Now, fast-forward two decades. Foreign reserves hit $195 billion at the end of April. The real keeps rising against the dollar. Growth was 5.4 percent last year and won’t be far short of that in 2008. The main Bovespa index in São Paolo is up about 13 percent in dollar terms this year. Standard & Poor’s just boosted the country’s sovereign debt to investment grade.
Investment grade! U.S. pension funds like that. Brazil’s investing thrill!
Sorry about all the numbers. They’re not the point. The point is countries really do get re-branded.
Germany is a harmless place these days incapable of summoning a frisson. Russia has no ideology worth its name: it produces more tennis players than dialectics. As for Brazil, it’s no longer defined by Pelé, pistols and poverty, although there are still plenty of the latter two.
As it happened, when I saw CNBC’s paean to Brazil, I’d just returned from there, and it had become clear to me that oil, ethanol, land and water have produced a moment of Brazilian alchemy. Energy is the country’s new brand.

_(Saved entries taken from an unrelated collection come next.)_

Issue #2215, opened 2019-12-06
Silent OOM (Booting worker)


ilivans:
Here is a reproducible example of the problem mentioned in https://github.com/benoitc/gunicorn/issues/1663

`app_oom.py`:
```
#!flask/bin/python
import logging
import traceback

from flask import Flask, jsonify

app = Flask(__name__)
app.logger.addHandler(logging.StreamHandler())
app.logger.setLevel('DEBUG')


@app.route('/hello_oom', methods=['GET'])
def hello_oom():
    try:
        huge_list = []
        while True:
            huge_list.extend([1] * 100000)
        logging.info('Success')
        return jsonify({'output': 'Success'}), 201
    except:
        logging.error(traceback.format_exc())
        return jsonify({'error': traceback.format_exc(), 'error_code': 10}), 500  # Unknown error


if __name__ == '__main__':
    app.run(host='0.0.0.0', debug=False)
```

`Dockerfile.oom`:
```
FROM ubuntu:16.04
RUN apt update -y \
    && apt install -y gcc python3-pip python3-dev \
    && pip3 install flask==1.1.1 gunicorn==19.9.0
COPY app_oom.py app_oom.py
EXPOSE 8888
CMD ["gunicorn", "-b", "0.0.0.0:8888", "--timeout", "20000", "--workers", "1", "--log-level", "debug", "app_oom:app"]
```

`docker build -t app_oom . -f Dockerfile.oom`
`docker run -ti -p 8888:8888 -m 500m --name app_oom --rm app_oom`

When I make a request, in the logs there is no error message, but a message about new worker booting
```
[2019-12-06 14:48:56 +0000] [12] [INFO] Booting worker with pid: 12
[2019-12-06 14:48:56 +0000] [1] [DEBUG] 1 workers
[2019-12-06 14:48:58 +0000] [12] [DEBUG] GET /hello_oom
[2019-12-06 14:49:32 +0000] [14] [INFO] Booting worker with pid: 14
```

And the client gets no response (using `curl http://0.0.0.0:8888/hello_oom`):
```
curl: (52) Empty reply from server
```
@benoitc

monobaila:
I've just been hit by exactly the same issue with a django app deployed on kubernetes. In my case I set a low memory limit which caused OOM killer to be invoked once this was exceeded.

Do you see evidence of this if you run `dmesg` on the test machine?

[...]

PR #2475, opened 2020-12-16
Log a warning when a worker was terminated due to a signal

aberres:
This happens for example when being OOM killed.

See #2215

### DIFF
--- a/gunicorn/arbiter.py
+++ b/gunicorn/arbiter.py
@@ -526,6 +526,12 @@ class Arbiter(object):
                     if exitcode == self.APP_LOAD_ERROR:
                         reason = "App failed to load."
                         raise HaltServer(reason, self.APP_LOAD_ERROR)
+                    if os.WIFSIGNALED(status):
+                        self.log.warning(
+                            "Worker with pid %s was terminated due to signal %s",
+                            wpid,
+                            os.WTERMSIG(status)
+                        )
 
                     worker = self.WORKERS.pop(wpid, None)
                     if not worker:


aberres:
@benoitc @tilgovi Similar to the just merged #2277 this is a change which could make people running Kubernetes workloads a tad happier. Otherwise it is pretty hard to monitor OOM situations.

benoitc:
which signal are we talking?

aberres:
> which signal to who are we talking?

Kill.

When you have set memory limits set in Kubernetes it can easily happen that a worker is shot down without any kind of logging. Restarting work nicely, it is just that having a log eases the post mortem.

benoitc:
i would suggest to configure kubernetes to send a sigterm instead of a
sigkill signal instead. That way the worker will be terminated gracefully/

Also if you know your application will leak or use a lot of ram over the
time you should limit the number of connections a worker can accept until
it is killing itself.

aberres:
Yeah, that's an ongoing discussion of it should not send a SIGKILL immediately. But not likely to be changed as I understood the issues I was looking at.

More often than not when this situation arises it is likely a  configuration issue and the requested memory should be increased.

Thanks a lot for the merge!

tilgovi:
K8s does send TERM for normal shutdown, but OOM killer in Linux always sends KILL, I think.

CodeOnCoffee:
@benoitc Why was this revered in: https://github.com/benoitc/gunicorn/commit/76f8da24cbb992d168e01bda811452bcf3b8f5b3

We have workers being silently OOMKilled in Kubernetes and would like to setup an alert based on the logs

javabrett:
Due to reentrant logging calls when handling a signal during another logging call, as observed in https://github.com/benoitc/gunicorn/issues/2564.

Some 35 years after the first oil shock, Brazil has moved from dependence on imports to self-sufficiency while the United States still relies on imported oil for more than half its needs. In the same period, Brazil has developed the world’s most advanced ethanol program, based on sugar cane, while the U.S. corn ethanol program is essentially a wasteful folly of dubious carbon offset merits.

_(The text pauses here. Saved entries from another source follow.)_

PR #2476, opened 2020-12-16
Remove the --log-config-dict flag

### LINKED ISSUE #1909: log-config-dict cli option is broken, can't work as coded.
Despite https://github.com/benoitc/gunicorn/issues/1880 being closed, the `--log-config-dict` cli option is broken and can't work as coded because the CLI's `type` member isn't set, so the dict_validator tries to validate a string (what's coming from ARGV), unconverted, and that fails.
I tried hacking the code to use `type = json.loads` so that the string would be converted to a dict by ArgParse, but couldn't make that work either. (I think that *can* work, I was just screwing something up I'm guessing).

tilgovi:
There is no support for decoding any dictionary supplied on the command
line. The only way to supply a dictionary logging config is through the
configuration file.

Close #1909.

### DIFF
--- a/docs/source/news.rst
+++ b/docs/source/news.rst
@@ -2,6 +2,12 @@
 Changelog
 =========
 
+Unreleased
+==========
+
+- remove the `--log-dict-config` CLI flag because it never had a working format
+  (the `logconfig_dict` setting in configuration files continues to work)
+
 20.0.4 / 2019/11/26
 ===================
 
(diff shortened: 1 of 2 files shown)


jamadden (approved):
LGTM.

I'm curious why we don't add changelog entries as we go. What's the process for updating that? (If we're concerned about conflicts, I've had good luck with [towncrier](https://pypi.org/project/towncrier/) so far.)

tilgovi:
I'll add a changelog entry, thank you.

I would love it if we had automatic changelog generation. We should finalize the next release and then introduce something like that going forward.

PR #3490, opened 2026-02-06
fix: passing maxsplit in re.split() as positional argument is deprecated

tyrossel:
This has been deprecated in python 3.13 [source](https://docs.python.org/3/library/re.html#re.split)


pajod (approved):
Reference: https://github.com/python/cpython/issues/56166

benoitc:
Thanks for the fix!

You don’t have to be suffering on a treadmill to get irked about this.
Corn is food. Turning it into fuel, which is costly and energy-intensive, removes nourishment from the global food supply. Subsidizing corn-ethanol production in Iowa also diverts land from soy, another important staple.
Sugar cane is not a staple. It’s eight times more productive than corn. It grows year round. It must be processed fast, so CO2-spewing transport to distant ethanol plants is impossible (unlike for corn).
Its leftover biomass can be used to produce electricity, enough, by some estimates, to provide a third of Brazil’s power needs by 2030. Ethanol already accounts for about 50 percent of car fuel in Brazil. The vast extent of unused arable land — only 16 percent is cultivated — offers enormous scope. At $40 per barrel-of-oil-equivalent in Brazil, sugar-cane ethanol makes strategic and economic sense.
Yet, the new U.S. farm bill extends the current steep ethanol import tariff — 54 cents a gallon — until 2010, to keep what Brazil makes out. The Iowa boondoggle marches on.
This is nuts. Let the right ethanol in, think in broadband about energy — and hook up those damn exercise bikes.